Exercise
The required output is every line from the one with "(diff shortened: 1 of 5 files shown)" through the final line of the data below, unchanged.

Data extract
"""
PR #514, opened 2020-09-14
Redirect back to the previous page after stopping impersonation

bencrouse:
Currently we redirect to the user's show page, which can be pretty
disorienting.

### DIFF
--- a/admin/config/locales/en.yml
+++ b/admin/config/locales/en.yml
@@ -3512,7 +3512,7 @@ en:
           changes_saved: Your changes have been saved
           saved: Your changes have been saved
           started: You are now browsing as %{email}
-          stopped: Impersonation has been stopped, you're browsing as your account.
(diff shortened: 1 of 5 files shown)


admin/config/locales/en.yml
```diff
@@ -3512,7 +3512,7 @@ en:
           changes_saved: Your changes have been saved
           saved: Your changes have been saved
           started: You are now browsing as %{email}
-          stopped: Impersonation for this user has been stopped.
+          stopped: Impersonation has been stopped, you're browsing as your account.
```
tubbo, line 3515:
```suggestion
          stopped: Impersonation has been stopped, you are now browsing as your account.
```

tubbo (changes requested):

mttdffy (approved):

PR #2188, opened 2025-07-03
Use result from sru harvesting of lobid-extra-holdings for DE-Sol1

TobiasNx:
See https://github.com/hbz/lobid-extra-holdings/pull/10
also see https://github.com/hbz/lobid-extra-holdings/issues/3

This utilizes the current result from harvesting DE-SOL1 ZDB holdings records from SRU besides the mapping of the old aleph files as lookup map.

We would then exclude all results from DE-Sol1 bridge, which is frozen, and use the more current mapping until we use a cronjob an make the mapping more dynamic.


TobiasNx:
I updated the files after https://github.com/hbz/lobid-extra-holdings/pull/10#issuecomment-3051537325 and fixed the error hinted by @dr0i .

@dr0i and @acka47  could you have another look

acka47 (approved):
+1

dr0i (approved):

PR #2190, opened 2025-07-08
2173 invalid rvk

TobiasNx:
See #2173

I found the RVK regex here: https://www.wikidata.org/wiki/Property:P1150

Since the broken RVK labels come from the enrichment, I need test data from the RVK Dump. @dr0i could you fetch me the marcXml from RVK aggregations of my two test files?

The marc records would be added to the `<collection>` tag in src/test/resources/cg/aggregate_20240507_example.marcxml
"""
Written solution
(diff shortened: 1 of 5 files shown)


admin/config/locales/en.yml
```diff
@@ -3512,7 +3512,7 @@ en:
           changes_saved: Your changes have been saved
           saved: Your changes have been saved
           started: You are now browsing as %{email}
-          stopped: Impersonation for this user has been stopped.
+          stopped: Impersonation has been stopped, you're browsing as your account.
```
tubbo, line 3515:
```suggestion
          stopped: Impersonation has been stopped, you are now browsing as your account.
```

tubbo (changes requested):

mttdffy (approved):

PR #2188, opened 2025-07-03
Use result from sru harvesting of lobid-extra-holdings for DE-Sol1

TobiasNx:
See https://github.com/hbz/lobid-extra-holdings/pull/10
also see https://github.com/hbz/lobid-extra-holdings/issues/3

This utilizes the current result from harvesting DE-SOL1 ZDB holdings records from SRU besides the mapping of the old aleph files as lookup map.

We would then exclude all results from DE-Sol1 bridge, which is frozen, and use the more current mapping until we use a cronjob an make the mapping more dynamic.


TobiasNx:
I updated the files after https://github.com/hbz/lobid-extra-holdings/pull/10#issuecomment-3051537325 and fixed the error hinted by @dr0i .

@dr0i and @acka47  could you have another look

acka47 (approved):
+1

dr0i (approved):

PR #2190, opened 2025-07-08
2173 invalid rvk

TobiasNx:
See #2173

I found the RVK regex here: https://www.wikidata.org/wiki/Property:P1150

Since the broken RVK labels come from the enrichment, I need test data from the RVK Dump. @dr0i could you fetch me the marcXml from RVK aggregations of my two test files?

The marc records would be added to the `<collection>` tag in src/test/resources/cg/aggregate_20240507_example.marcxml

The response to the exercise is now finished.